# Einsteigertour der DIMB IG Rhein-Taunus am Sonntag, 27. April



## Deleted 61489 (16. April 2008)

Die erste Veranstaltung im DIMB-Tourenkalender findet am

*Sonntag, dem 27.4.​*statt. 
Dieses Tourangebot richtet sich an alle (Wieder-)Einsteiger, die bisher bei Gruppen nicht oder nur ungern mitgefahren sind, 
weil

- das Tempo zu hoch
- die Strecke zu lang
- die Steigungen/Abfahrten zu steil war/en...

...oder weil sie sich einfach nicht getraut haben - aus Angst sie könnten in der Gruppe nicht "mithalten".
Bei dieser Tour braucht niemand zu befürchten, die Anstiege/Abfahrten nicht zu schaffen, das wurde mehrfach getestet. Alle sollen Spaß haben und nicht das Gefühl Leistung bringen zu _müssen_. Auch für "Winterpausierer"  geeignet, die jetzt in langsamem Tempo wieder anfangen wollen. Weitere Fragen beantworte ich gerne.



*Termin*: Sonntag, 27. April 2008
*Startort*: Wald-Parkplatz Hohemark, 61440 Oberursel, Alfred-Lechler-Strasse, direkt gegenüber der Schule
Bei maps.google.de auch klick hier - mit Routenplaner - zu finden.

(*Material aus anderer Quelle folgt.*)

PR #3861, opened 2026-05-29
Extract EVM injected provider dispatch into router module

B0Y3R-AVA:
## Description

**Ticket: [CP-14365](https://ava-labs.atlassian.net/browse/CP-14365)**

- **Summary**: Extracts the EVM injected-provider message dispatch out of the `useEvmInjectedProvider` hook into a standalone, framework-agnostic module at `app/hooks/browser/injectedProvider/`:
  - `router.ts` — `createInjectedProviderRouter(deps)` factory holding all dispatch logic (payload parsing/validation, allow-list gating, origin checks, `wallet_switchEthereumChain` / `wallet_addEthereumChain` / `wallet_revokePermissions` / `wallet_watchAsset`, signing dispatch, and read-only RPC proxying).
  - `types.ts` — shared `RouterDeps`, `ProviderRequest`, `BrowserNetwork`, `DomainMetadata`, and `MAX_MESSAGE_SIZE`.
  - `router.test.ts` — 22 unit tests covering dispatch, payload parsing, each `wallet_*` method, signing, and the RPC proxy.
  - The hook now wires React state into the router via stable getter callbacks (`getBrowserNetwork`, `getAllNetworks`, `getNativeOrigin`, `getPeerMeta`, etc.) and delegates `handleProviderMessage` to it.
- **Motivation / context**: The dispatch logic had grown to ~400 lines of `useCallback`s inside the hook with no direct unit coverage and was hard to test in isolation. Pulling it into a plain factory makes the JSON-RPC handling unit-testable without rendering the hook, and keeps the CP-14159 origin-spoofing protections (approval-method origin gating, `peerMeta` hardening) in one place.
- **Behavior**: No functional change intended — this is a structural refactor. The same methods are handled with the same responses and the same CP-14159 origin guarantees.
- **Dependencies introduced**: None.
- **Breaking changes**: None.

## Screenshots/Videos

N/A — pure refactor with no UI change.

## Testing

**Dev Testing (if applicable)**

iOS: 8694
Android: 8695
- `yarn core test app/hooks/browser/injectedProvider/router.test.ts` — 22/22 passing.
- In-app browser regression (no behavior change expected):
  - Connect to a dApp (e.g. via ConnectKit/wagmi) and confirm read-only calls (`eth_call`, `eth_blockNumber`) resolve.
  - `wallet_switchEthereumChain` to a known chain switches the tab network; to an unknown chain returns `4902` (triggers add-chain flow) without a switch loop.
[...]

PR #3862, opened 2026-05-29
Require approval for EVM dApp connections in in-app browser

B0Y3R-AVA:
## Description

**Ticket: [CP-14366](https://ava-labs.atlassian.net/browse/CP-14366)**

Adds Phase 1(b) of the injected-provider modernization plan. Previously, a dApp loaded in the in-app browser could call `eth_requestAccounts` and silently receive the user's active address with no prompt and no record. This PR makes those calls round-trip to the React Native app, open an approval UI, persist the grant, and replay it on return visits so dApps auto-reconnect.

**Stacked PR:** base is `boyer/injected-provider-updates` (Phase 1a — #3861). Review/merge #3861 first; GitHub will retarget this onto `main` once it lands. This branch was rebased onto the current Phase 1a head and squashed to a single commit.

**Summary of changes:**

- NEW `app/store/permissions/` slice — per-`(domain, address, vmType)` grants with `grantPermission` / `revokePermission` actions and `selectHasPermission` / `selectConnectedDomains` / `selectAddressesForDomain` selectors. Persisted via existing redux-persist with the `EncryptThenMac` transform. 14 slice tests.
- NEW `features/injectedProvider/screens/AuthorizeInjectedDappScreen.tsx` — connect approval modal. Duplicates the visual layout of the existing `AuthorizeDappScreen` (DappLogo + peer + SelectAccounts + ActionSheet) with injected-specific plumbing (reads `InjectedAuthParams` from `walletConnectCache`, calls `onApprove(selectedAccounts)` / `onReject()` to resolve the router's parked promise).
- NEW modal route `(signedIn)/(modals)/authorizeInjectedDapp/` — registered in `(signedIn)/_layout.tsx`.
- EXTENDED `walletConnectCache` with an `injectedAuthParams` slot and corresponding type. The HOC (`withWalletConnectCache`) is slot-agnostic, so the screen consumes the new slot without any HOC changes.
- EXTENDED router (from Phase 1a) with 4 new handlers: `handleRequestAccounts`, `handleRequestPermissions`, `handleGetPermissions`, and a rewritten `handleRevokePermissions` that dispatches into the new slice. Method routing was extracted into a `dispatchMethod` helper. Router tests grew from 22 → 33.
- EXTENDED `useEvmInjectedProvider` hook with (a) `requestConnectApproval` (a `useCallback`) that sets the cache, navigates, parks a promise, and adds a 90s timeout + settled-guard + reject-prior-in-flight (so a stuck screen can't hang the dApp or pile up concurrent requests), and (b) a permission-aware `handleDomainMetadata` that primes `_accounts` via `accountsChanged` on page load when a grant already exists for the current origin.
- MODIFIED `evmProviderShim.ts` — removed the 4 inpage implementations of `eth_requestAccounts` / `wallet_requestPermissions` / `wallet_getPermissions` / `wallet_revokePermissions`. Removed the pre-seeded `_accounts = [_address]` init — the shim now starts with an empty array and native primes it based on permissions (the `address` param is retained for caller compatibility but no longer embedded).
- EXTENDED `useConnectedDapps` — `Dapp` is now a discriminated union of `WCDapp | InjectedDapp`, and the hook merges injected grants from the permissions slice with WalletConnect sessions. `connectedSites.tsx` updated to render both shapes and route disconnects through the new `killDapp` / `killAllDapps` API.
- MIGRATION 30 — initializes `permissions: { grants: {} }` for existing persisted state (persist `VERSION` bumped to 30).

**Motivation:** closes the biggest security gap in the in-app browser. Before this PR, every site the user visits silently receives the active wallet address on `eth_requestAccounts` with zero friction. After: an approval is required on first visit, grants are tracked per-origin, and users can review / revoke from the existing Connected Sites UI.

**Dependencies:** none.

**Breaking:** no. Feature is behind a feature flag and has never shipped to production users.

## Screenshots/Videos

No screenshots — visual parity with the existing WalletConnect `AuthorizeDappScreen` (same DappLogo, account picker, ActionSheet). The only user-visible change is that the modal now also appears when connecting via the in-app browser rather than only via WalletConnect.

## Testing
iOS: 8667
Android: 8668

**Dev Testing — validated end-to-end on Android (Pixel 8 Pro):**

| # | Test | Site | Result |
|---|------|------|--------|
| 1 | Connect approval modal appears on first visit | opensea.io / app.uniswap.org / etherscan.io / revoke.cash | ✅ |
| 2 | Approve with account → dApp sees connected | Uniswap, OpenSea | ✅ |
| 3 | Auto-reconnect on return visit (different tab) | Uniswap | ✅ |
| 4 | `personal_sign` via existing signing path | Etherscan Verified Signature | ✅ |
| 5 | `eth_signTypedData_v4` | OpenSea | ✅ |
| 6 | `wallet_switchEthereumChain` (optimistic chainChanged preserved; no ConnectKit loop) | Uniswap | ✅ |
| 7 | `wallet_addEthereumChain` end-to-end | chainlist.org → Gnosis Chain | ✅ |
| 8 | `eth_sendTransaction` via connect-gated flow | revoke.cash revoke allowance | ✅ |
| 9 | Cancel modal → dApp gets clean 4001 | app.aave.com | ✅ |
| 10 | Revoke via Settings → Connected Sites → dApp shows disconnected | Uniswap | ✅ |
| 11 | Concurrent connects across tabs (prior request rejected, new one proceeds) | Two fresh tabs | ✅ |

> Note: the dev-testing matrix above was validated on the pre-rebase branch. After rebasing onto the current Phase 1a head, the change was re-verified statically (below); a fresh device pass is recommended before merge.

**Known expected behaviors (not regressions):**

- Switching active wallet account mid-session with a dApp that has a grant ONLY for the prior active address will cause the dApp to re-prompt on next interaction — our grant model is per-address. Loosening this to match MetaMask's broader "per-domain" semantics is scoped to a later polish pass (Phase 3d).
- login.xyz's Sign-In with Ethereum demo shows an empty WalletConnect widget because the site forces WC and its WC project ID is unresponsive from the in-app browser. Unrelated to injected-provider behavior.

**Static (re-run after rebase):**

- `yarn tsc` — ✅ 0 errors
- `yarn lint` (`--max-warnings=0` on all touched files) — ✅ 0 errors, 0 warnings
- Tests — ✅ 33 router + 15 permissions + hook/shim suites, 722 passing across the affected suites
- Trigger a Bitrise build and reference it here: _<build link TBD>_
- Move the ticket into the "Testing" column on Jira.

## Checklist

[CP-14159]: https://ava-labs.atlassian.net/browse/CP-14159?atlOrigin=eyJpIjoiNWRkNTljNzYxNjVmNDY3MDlhMDU5Y2ZhYzA5YTRkZjUiLCJwIjoiZ2l0aHViLWNvbS1KU1cifQ

[CP-14366]: https://ava-labs.atlassian.net/browse/CP-14366?atlOrigin=eyJpIjoiNWRkNTljNzYxNjVmNDY3MDlhMDU5Y2ZhYzA5YTRkZjUiLCJwIjoiZ2l0aHViLWNvbS1KU1cifQ

### DIFF
--- a/packages/core-mobile/app/hooks/browser/injectedProvider/router.ts
+++ b/packages/core-mobile/app/hooks/browser/injectedProvider/router.ts
@@ -1,9 +1,11 @@
-import { rpcErrors } from '@metamask/rpc-errors'
+import { providerErrors, rpcErrors } from '@metamask/rpc-errors'
+import { NetworkVMType } from '@avalabs/core-chains-sdk'
 import { RpcMethod } from '@avalabs/vm-module-types'
 import Logger from 'utils/Logger'
 import { getEvmCaip2ChainId } from 'utils/caip2ChainIds'
 import { setTabChainId } from 'store/browser/slices/tabs'
 import { fetch as nitroFetch } from 'react-native-nitro-fetch'
+import { isUserRejectedRpcError } from './errors'
 import { MAX_MESSAGE_SIZE, ProviderRequest, RouterDeps } from './types'
 
 const READ_ONLY_METHODS = new Set([
@@ -41,9 +43,12 @@ const SIGNING_METHODS: Record<string, RpcMethod> = {
 const ALLOWED_METHODS = new Set([
   ...READ_ONLY_METHODS,
   ...Object.keys(SIGNING_METHODS),
+  'eth_requestAccounts',
+  'wallet_requestPermissions',
+  'wallet_getPermissions',
+  'wallet_revokePermissions',
   'wallet_switchEthereumChain',
   'wallet_addEthereumChain',
-  'wallet_revokePermissions',
   'wallet_watchAsset'
 ])
 
@@ -56,6 +61,23 @@ const APPROVAL_METHODS = new Set<string>([
   'wallet_addEthereumChain',
   'wallet_watchAsset'
 ])
+
+// EIP-2255 — only eth_accounts is supported; no other restricted methods today.
+function buildAccountsPermission(addresses: string[]): unknown[] {
+  if (addresses.length === 0) return []
+  return [
+    {
+      parentCapability: 'eth_accounts',
+      date: Date.now(),
+      caveats: [
+        {
+          type: 'restrictReturnedAccounts',
+          value: addresses
+        }
+      ]
+    }
+  ]
+}
 
 function validateProviderRequest(data: unknown): data is ProviderRequest {
   if (typeof data !== 'object' || data === null) return false
@@ -136,7 +158,12 @@ export function createInjectedProviderRouter(
     emitEvent,
     getNativeOrigin,
     trackPendingOrigin,
-    getPeerMeta
+    getPeerMeta,
+    getActiveAccount,
+    hasPermission,
+    grantPermission,
+    revokePermission,
+    requestConnectApproval
   } = deps
 
   const proxyToRpc = async (
@@ -293,7 +320,161 @@ export function createInjectedProviderRouter(
     }
   }
 
+  // EIP-2255: resolve permissions for the current origin against the active
+  // EVM account. Today only `eth_accounts` is supported — there is no notion
+  // of a restricted method beyond account access.
+  const resolveActiveAccountAddresses = (origin: string): string[] => {
+    const active = getActiveAccount()
+    if (!active?.addressC) return []
+    const granted = hasPermission({
+      domain: origin,
+      address: active.addressC,
+      vmType: NetworkVMType.EVM
+    })
+    return granted ? [active.addressC] : []
+  }
+
+  const handleRequestAccounts = async (id: number): Promise<void> => {
+    const origin = getNativeOrigin()
+    if (!origin) {
+      sendResponse(
+        id,
+        providerErrors.unauthorized('Origin unavailable — cannot connect'),
+        undefined
+      )
+      return
+    }
+    const active = getActiveAccount()
+    if (!active?.addressC) {
+      sendResponse(
+        id,
+        providerErrors.unauthorized('No active account'),
+        undefined
+      )
+      return
+    }
+
+    // Already connected: return without prompting.
+    if (
+      hasPermission({
+        domain: origin,
+        address: active.addressC,
+        vmType: NetworkVMType.EVM
+      })
+    ) {
+      sendResponse(id, null, [active.addressC])
+      return
+    }
+
+    try {
+      const peerMeta = getPeerMeta()
+      const selected = await requestConnectApproval(peerMeta)
+      const addresses: string[] = []
+      for (const account of selected) {
+        if (!account.addressC) continue
+        grantPermission({
+          domain: origin,
+          address: account.addressC,
+          vmType: NetworkVMType.EVM
+        })
+        addresses.push(account.addressC)
+      }
+      if (addresses.length === 0) {
+        sendResponse(id, providerErrors.userRejectedRequest(), undefined)
+        return
+      }
+      // Emit accountsChanged before resolving the Promise — matches
+      // MetaMask/Rabby ordering so wagmi listeners see the event alongside
+      // the resolution rather than one render later.
+      emitEvent('accountsChanged', addresses)
+      sendResponse(id, null, addresses)
+    } catch (e) {
+      sendResponse(id, e, undefined)
+    }
+  }
+
+  // EIP-2255: `wallet_requestPermissions` is user-visible permissions gate.
+  // Behaves identically to `eth_requestAccounts` in our scope (only capability
+  // is `eth_accounts`); response shape differs (array of Permission objects).
+  const handleRequestPermissions = async (id: number): Promise<void> => {
+    const origin = getNativeOrigin()
+    if (!origin) {
+      sendResponse(
+        id,
+        providerErrors.unauthorized('Origin unavailable — cannot connect'),
+        undefined
+      )
+      return
+    }
+    const active = getActiveAccount()
+    if (!active?.addressC) {
+      sendResponse(
+        id,
+        providerErrors.unauthorized('No active account'),
+        undefined
+      )
+      return
+    }
+
+    const alreadyGranted = hasPermission({
+      domain: origin,
+      address: active.addressC,
+      vmType: NetworkVMType.EVM
+    })
+
+    if (alreadyGranted) {
+      sendResponse(id, null, buildAccountsPermission([active.addressC]))
+      return
+    }
+
+    try {
+      const peerMeta = getPeerMeta()
+      const selected = await requestConnectApproval(peerMeta)
+      const addresses: string[] = []
+      for (const account of selected) {
+        if (!account.addressC) continue
+        grantPermission({
+          domain: origin,
+          address: account.addressC,
+          vmType: NetworkVMType.EVM
+        })
+        addresses.push(account.addressC)
+      }
+      if (addresses.length === 0) {
+        sendResponse(id, providerErrors.userRejectedRequest(), undefined)
+        return
+      }
+      // Emit accountsChanged before resolving the Promise (see handleRequestAccounts).
+      emitEvent('accountsChanged', addresses)
+      sendResponse(id, null, buildAccountsPermission(addresses))
+    } catch (e) {
+      sendResponse(id, e, undefined)
+    }
+  }
+
+  const handleGetPermissions = (id: number): void => {
+    const origin = getNativeOrigin()
+    if (!origin) {
+      sendResponse(id, null, [])
+      return
+    }
+    sendResponse(
+      id,
+      null,
+      buildAccountsPermission(resolveActiveAccountAddresses(origin))
+    )
+  }
+
   const handleRevokePermissions = (id: number): void => {
+    const origin = getNativeOrigin()
+    if (origin) {
+      // Whole-domain revoke (address omitted) — drops grants for every
+      // address previously approved at this origin, not just the active
+      // one. Matches MetaMask's "Disconnect this site" UX. When multi-
+      // account selection is introduced, revisit whether a narrower revoke
+      // is warranted.
+      revokePermission({ domain: origin })
+    }
     // Only emit accountsChanged([]) — NOT disconnect. Per EIP-1193,
     // 'disconnect' means the provider lost network connectivity, not
     // that the user revoked access. Emitting disconnect causes wagmi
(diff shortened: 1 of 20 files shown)


packages/core-mobile/app/hooks/browser/useEvmInjectedProvider.ts
```diff
@@ -188,12 +208,81 @@ export function useEvmInjectedProvider(
...
+          resolve(selected)
+        }
+        const safeReject = (err: unknown): void => {
+          if (settled) return
+          settled = true
+          if (prevInflightConnectReject.current === reject) {
+            prevInflightConnectReject.current = null
+          }
+          reject(err)
+        }
```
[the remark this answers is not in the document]
B0Y3R-AVA: Good catch — fixed in a8b48040a. The ref was assigned `safeReject` but the settle-time guards compared against the raw executor `reject`, so the identity check was always false and the ref never cleared on settle. Both guards now compare against `safeReject`, so a settled request clears its own ref while preserving a newer in-flight one. (Behavior was masked before — the stale handler is `settled`-guarded and idempotent — but the guard logic was dead.)

packages/core-mobile/app/hooks/browser/useEvmInjectedProvider.ts
```diff
@@ -188,12 +208,87 @@ export function useEvmInjectedProvider(
...
+        appRouter.navigate('/authorizeInjectedDapp')
+
+        // Safety net: if the screen never mounts or calls back within 90s,
+        // reject so the dApp can surface an error instead of hanging.
+        setTimeout(() => {
+          safeReject({
+            code: -32603,
+            message: 'Connect prompt timed out'
+          })
+        }, CONNECT_APPROVAL_TIMEOUT_MS)
```
onghwan, line 297: Should we clear this timeout once the promise settles? Right now the callback always fires at 90s and just no-ops via settled. Minor, but it keeps the closure alive for 90s per request.

packages/core-mobile/app/hooks/browser/useEvmInjectedProvider.ts
```diff
@@ -188,12 +208,87 @@ export function useEvmInjectedProvider(
     }
   }, [])
 
+  const activeAccountRef = useRef(activeAccount)
+  useEffect(() => {
+    activeAccountRef.current = activeAccount
+  }, [activeAccount])
+
+  // Tracks the reject fn of an in-flight connect approval so a later request
+  // (or an unmount) can unstick it. Writes and clears happen only inside
```
onghwan, line 231: are we currently unsticking the in-flight connect on unmount?

packages/core-mobile/app/store/permissions/slice.ts
```diff
@@ -0,0 +1,117 @@
...
+        if (domainGrants[address]?.length === 0) {
+          delete domainGrants[address]
+        }
+      }
+
+      if (Object.keys(domainGrants).length === 0) {
+        delete state.grants[domain]
+      }
+    },
+    revokeAllGrantsForAddress: (state, action: PayloadAction<Address>) => {
```
atn4z7: looks like revokeAllGrantsForAddress is not being called anywhere. do we still need this?

packages/core-mobile/app/hooks/browser/useEvmInjectedProvider.ts
B0Y3R-AVA: nice catch, added a clean up hook for `prevInflightConnectReject.current` when the user unmounts. Inactive tabs stay mounted so this will fire when the user closes the browser tab

packages/core-mobile/app/store/schemaMigration/schemaMigrations.ts
```diff
@@ -553,5 +553,12 @@ export const migrations = {
         }
       }
     }
+  },
+  30: (state: any) => {
```
atn4z7: don't think we need this migration. the permission slice is a new addition so we shouldn't need to bump the version to 30.

packages/core-mobile/app/store/permissions/slice.ts
B0Y3R-AVA: so my original thinking here was that we'd want to clean up any dapp connections we had for accounts that we deleted. but as this stands now its not very flexible. its only taking in one address at a time (which kindave makes sense as im just bulding for EVM up front) 

after thinking about this some more i've put together a better plan in a ticket here: https://ava-labs.atlassian.net/browse/CP-14374

i'll remove this for now and follow up with the ticket in a future PR. Please take a look at that ticket and leave some comments on it if you have any better ideas on handling this.

packages/core-mobile/app/new/features/injectedProvider/screens/AuthorizeInjectedDappScreen.tsx
```diff
@@ -0,0 +1,124 @@
...
+                width: SCREEN_WIDTH * 0.7,
+                marginBottom: 24
+              }}
+              numberOfLines={2}>
+              {peerMeta.name}
+            </Text>
+            <Text
+              variant="body1"
+              style={{ textAlign: 'center', width: SCREEN_WIDTH * 0.85 }}>
+              <Text variant="body1" style={{ fontWeight: '600' }}>
```
atn4z7, line 89: It looks like the picker and the rest of the injected pipeline don't line up.
  
**AuthorizeInjectedDappScreen** lets you select multiple accounts, and handleRequestAccounts grants + returns all of them. But downstream everything only uses the active account: the fast-path checks `hasPermission` for `active.addressC`, `handleDomainMetadata` primes only `[active.addressC]`, and for in-app requests `handleRequestViaVMModule` pins signing to `activeAccount.index`— so from is ignored.
  
So if someone connects with a non-active account B: they get re-prompted next visit (active account A has no grant), and the dApp thinks it's talking to B while A is the one that actually signs.

Worth noting this differs from WalletConnect — WC requests skip that branch, so WC can sign for a non-active account. On the injected side it's always the active one, so the picker is offering a choice the pipeline can't honor, and you can hit it just by using the screen normally.
  
Is this expected for now, and is there a plan to adjust it?

B0Y3R-AVA: this is expected for now, the proper behavior will be addressed in an upcoming pr ticket here https://ava-labs.atlassian.net/browse/CP-14382

packages/core-mobile/app/hooks/browser/useEvmInjectedProvider.ts
```diff
@@ -330,241 +208,179 @@ export function useEvmInjectedProvider(
...
+          // fallbackTimer would be no op, no need to maintain
+          clearTimeout(fallbackTimer)
+        }
+        prevInflightConnectReject.current = safeReject
+
+        walletConnectCache.injectedAuthParams.set({
+          peerMeta,
+          onApprove: safeResolve,
+          onReject: () =>
+            safeReject({
```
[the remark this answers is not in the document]
B0Y3R-AVA: Good catch — this is a real cross-tab edge. `injectedAuthParams` is a single global cache slot read once by the authorize screen, while `prevInflightConnectReject` is per-tab, so two tabs calling `eth_requestAccounts` near-simultaneously can have tab B clobber the slot while tab A's screen is already mounted, orphaning one parked promise until its 90s timeout. Impact is low (delayed timeout-reject, no wrong-grant/crash/security issue) and the same-tab supersede + unmount guards already cover the common paths, so rather than expand this PR I've filed a follow-up under the epic to coordinate connect approvals globally (module-level registry keyed by request, or unique-key navigation): https://ava-labs.atlassian.net/browse/CP-14385

packages/core-mobile/app/store/permissions/slice.ts
```diff
@@ -0,0 +1,103 @@
...
+  (domain: Domain) =>
+  (state: RootState): Address[] => {
+    const domainGrants = state.permissions.grants[domain]
+    if (!domainGrants) return []
+    return Object.keys(domainGrants)
+  }
+
+export const { grantPermission, revokePermission } = permissionsSlice.actions
+
+export const permissionsReducer = permissionsSlice.reducer
```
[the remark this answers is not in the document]
B0Y3R-AVA: The slice intentionally exports only `grantPermission` / `revokePermission`. `revokeAllGrantsForAddress` was removed (it was inflexible — single-address, EVM-only) and the broader multi-chain/all-wallet-types design is tracked in https://ava-labs.atlassian.net/browse/CP-14374. The PR description has since been updated to match, so the slice and the description are now consistent — no `revokeAllGrantsForAddress` in either.

packages/core-mobile/app/store/permissions/types.ts
```diff
@@ -0,0 +1,14 @@
+import { NetworkVMType } from '@avalabs/core-chains-sdk'
```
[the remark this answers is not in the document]
B0Y3R-AVA: Fixed in d6ecdb613 — switched to `import type { NetworkVMType }`. It's only used in type position (`NetworkVMType[]`), so this matches the repo's type-only-import pattern and avoids the runtime import under Babel TS.

packages/core-mobile/app/hooks/browser/injectedProvider/router.ts
```diff
@@ -293,7 +320,171 @@ export function createInjectedProviderRouter(
...
+      return
+    }
+
+    try {
+      const peerMeta = getPeerMeta() ?? {
+        name: origin,
+        description: '',
+        url: origin,
+        icons: []
+      }
```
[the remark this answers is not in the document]
B0Y3R-AVA: Fixed in d6ecdb613 — removed the dead `?? {…}` fallback. `getPeerMeta` always constructs and returns a `PeerMeta` (`name: hostname || 'Unknown site'`, never undefined), so `RouterDeps.getPeerMeta: () => PeerMeta` is correct and the fallback was unreachable. The other call sites already use the bare `getPeerMeta()`, so this also makes it consistent.

packages/core-mobile/app/hooks/browser/injectedProvider/router.ts
```diff
@@ -293,7 +320,171 @@ export function createInjectedProviderRouter(
...
```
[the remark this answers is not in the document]
B0Y3R-AVA: Fixed in d6ecdb613 — same dead-fallback removal as the :375 occurrence; both now call `getPeerMeta()` directly.

onghwan (approved):

atn4z7 (approved):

*Startzeit*: 11 Uhr (Dauer vorauss. ca. 2,5 Std. je nach Pausenlängen ggf. auch weniger oder mehr)
*Steckenlänge*: ca. 20 km
*Tempo*: wirklich langsam  
*Anforderung an Kondition und Fahrtechnik*: gering - nur Grundsportlichkeit und Grundkenntnisse

*Max.Gruppengröße*: 15
*Anmeldung:* Hier im Thread oder per PN bzw. mail. 
Solltet ihr nach erfolgter Anmeldung den Termin nicht wahrnehmen können, gebt bitte Bescheid, damit der Platz ggf. weiter vergeben werden kann.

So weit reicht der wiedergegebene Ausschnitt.